Tesla thrives on having a public figure like Elon to send out endless bragging rights on Twitter, so it’s no surprise that the company has not really cashed its bill, as claimed in a new lawsuit. The case does not seem to depend on people who are generally angry at Elon’s bad memes, but that they think his bad Twitter views are hurting the company’s value, Business Insider reports:

Elon Musk was able to post “erratic” tweets about Tesla that led to government investigations because the company’s board did not control its CEO. a lawsuit filed by a Tesla investor.

The board has “consistently failed” to appoint an independent general board, investor Chase Gharrity said in his lawsuit. The company lost three general advices in 2019, he added.

The case against both Musk and the board focuses on how Musk’s comments on Twitter allegedly contradicted a 2018 Settlement with the Securities and Exchange Commission (SEC), who removed him from the company’s board of directors and determined that his tweets must be approved by the company in advance.

Shareholders earn better!

4th gear: Teslas now too expensive for UK EV subsidy

What’s great about EVs is their quiet operation and overall freedom of gas stations.
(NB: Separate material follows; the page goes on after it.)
PR #2010, opened 2023-01-27
(chore): add flag to indicate that a txn is a coinbase txn

DieHard073055:
In order for us to ignore coinbase transactions < 100 confirmations in the `WhalePrevoutProvider`. We need a flag.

People also talk a lot about how much they can or cannot save. We will soon see how big an attraction is in the UK, as the government has only praised Teslas from a large subsidy Bloomberg Green reports:

British transport authorities Thursday cut a purchase bonus for electric cars, vans and trucks up to £ 3,500 (£ 3,491) from £ 3,000, and the price of qualifying models is reduced to less than £ 35,000. While the previous ceiling of less than 50,000 pounds meant the most Model 3 variant received the help, no one qualifies under the new rule.

The British government was under pressure to plug a hole in the country’s finances left by the pandemic. It is claimed that buyers of cars with an expensive price, even without help, can afford to switch from internal combustion engines, and that the number of models costing less than 35,000 pounds on batteries has increased by almost 50% since 2019.
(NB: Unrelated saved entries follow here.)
PR #2016, opened 2023-01-31
fix(apps/whale-api): api error when getting all data using OCG listing endpoint but response is empty

kyleleow:
- As titled, ~to allow `nextProvider` of `ApiPagedResponse.of` to be able to return `undefined`~ to enforce data and limit to be `> 0` in `ApiPagedResponse.of`
- This is to fix the error on whale side currently when downstream is requesting all results using `listProposals()` and `listProposalVotes()` but response is empty. This is because on the upstream (`ain`) is using `size: 0` to return all results.
- To add the previously skipped test cases

Fixes #


apps/whale-api/src/module.api/governance.service.ts
```diff
@@ -99,8 +102,10 @@ export class GovernanceService {
       }))
 
       return ApiPagedResponse.of(votes, size, () => {
-        if (next === undefined) {
+        if (next === undefined && votes.length > 0) {
           return (votes.length - 1).toString()
+        } else if (next === undefined) {
+          return undefined
         }
```
fuxingloh:
```suggestion
        if (next === undefined) {
          if (votes.length > 0) {
            return (votes.length - 1).toString()
          }
          return undefined
        }
```

Prehaps?

apps/whale-api/src/module.api/governance.service.ts
```diff
@@ -51,6 +51,9 @@ export class GovernanceService {
     })
 
     return ApiPagedResponse.of(proposals, size, (proposal) => {
+      if (proposal === undefined) {
+        return undefined
+      }
```
fuxingloh: Curious, how come it returns undefined?

kyleleow: When we are trying to get all proposals, we are passing `limit: 0`, and if data happens to be empty, line 90 will attempts to assign the `next` token and throws error
https://github.com/JellyfishSDK/jellyfish/blob/e212ed1c5909dc40509fbfe8f970b1e612cd54fa/apps/whale-api/src/module.api/_core/api.paged.response.ts#L88-L95

apps/whale-api/src/module.api/governance.service.ts
kyleleow: wanted to not use nested loops lol, but sure will update

fuxingloh: Logically this reduces the `if + &`  from 3 to 2, and it's easier to follow. 

Initially, when I read it, I saw `next === undefined`; my brain will automatically think all conditions where `next is undefined` will be handled in this code branch only. But when I saw another `next === undefined` scenario in the next `if` statement, it can hard to follow since the conditions flow like "switch-cases" instead of "logical branches".

"switch-cases" you have the revisit all conditions and reevaluate each case, while for logical branches, based on the `{}` scopes, you can easily map out within this branch/scope all conditions here are when `next is undefined`.

> 🥹

apps/whale-api/src/module.api/governance.service.ts
fuxingloh: How come it can be undefined in a list?

fuxingloh: Because you edited `apps/whale-api/src/module.api/_core/api.paged.response.ts`, I'm asking cause when you edit this, you might change the fundamentals of how a list responses can be handled/return changing all implementation contractual expectation.

kyleleow: The list is not undefined, the value being accessed by the array index is undefined, i.e.: `data[-1]`.
This will only happen when `limit: 0` and when the list returned is empty. 

Okay, understand where you are coming from now, since my changes will open up the possibility that a valid paged response to have `nextToken: undefined`

Perhaps i shall:
- add this specific condition `if (data.length === limit && data.length > 0 && limit > 0)` explicitly to line 89 in `apps/whale-api/src/module.api/_core/api.paged.response.ts`
- and revert the change i did on line 88 in `apps/whale-api/src/module.api/_core/api.paged.response.ts` ?

fuxingloh: > Perhaps i shall:

Yeah this is better, but also:

Currently there is also a `@Min(1)` where only `size > 0` would be allowed.

https://github.com/JellyfishSDK/jellyfish/blob/bee44d910bf817e3c41d0117b0cca60b1d86dd55/apps/whale-api/src/module.api/_core/api.query.ts#L15

Would this case be valid in the first place?

kyleleow: > Would this case be valid in the first place?

Yea, i didn't want to change the `size` behaviour at controller level, so i changed the endpoint to accept an `all` boolean flag and handle the `size = 0` at the service level.
https://github.com/JellyfishSDK/jellyfish/blob/05af3dc1b6756114d0823389fc2fd278c25c66a9/apps/whale-api/src/module.api/governance.service.ts#L38

> Yeah this is better

Will update

fuxingloh (approved):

I have a feeling that people for budget reasons never really buy a Tesla, but it will be interesting to watch.

5th gear: Nikola Partner sells half of its stake

How about Nikola after the whole head of the company was exposed to fraud? Not good. Its strategic partner Hanwha, which is intended to offer solar farms, sold half of its stake in the company, about $ 180 million, as Bloomberg reports:

Hanwha, who describes Nikola as a key partner and strategic investor, plans to sell 11.05 million shares, or 50% of its current stake in the company in Phoenix, according to a security filed Wednesday. Hanwha Corp. is the group’s exchange – traded holder, a conglomerate that spans financial services, chemicals and solar energy.

The amount to be sold is worth about $ 180 million, based on Nikola’s closing price of $ 16.39. Nikola shares fell 3.5% to $ 15.82 in market trading.

[…]

The company said Hanwha will supply third-party solar farms with panels needed to generate electricity for the production of “clean energy” hydrogen for a planned network of filling stations in the United States. Hanwha bought its stake in 2018, two years before Nikola acquired a public stock. listing in June through a reverse merger with a special purpose acquisition company.

I’m starting to wonder if this Nikola thing is going to work out!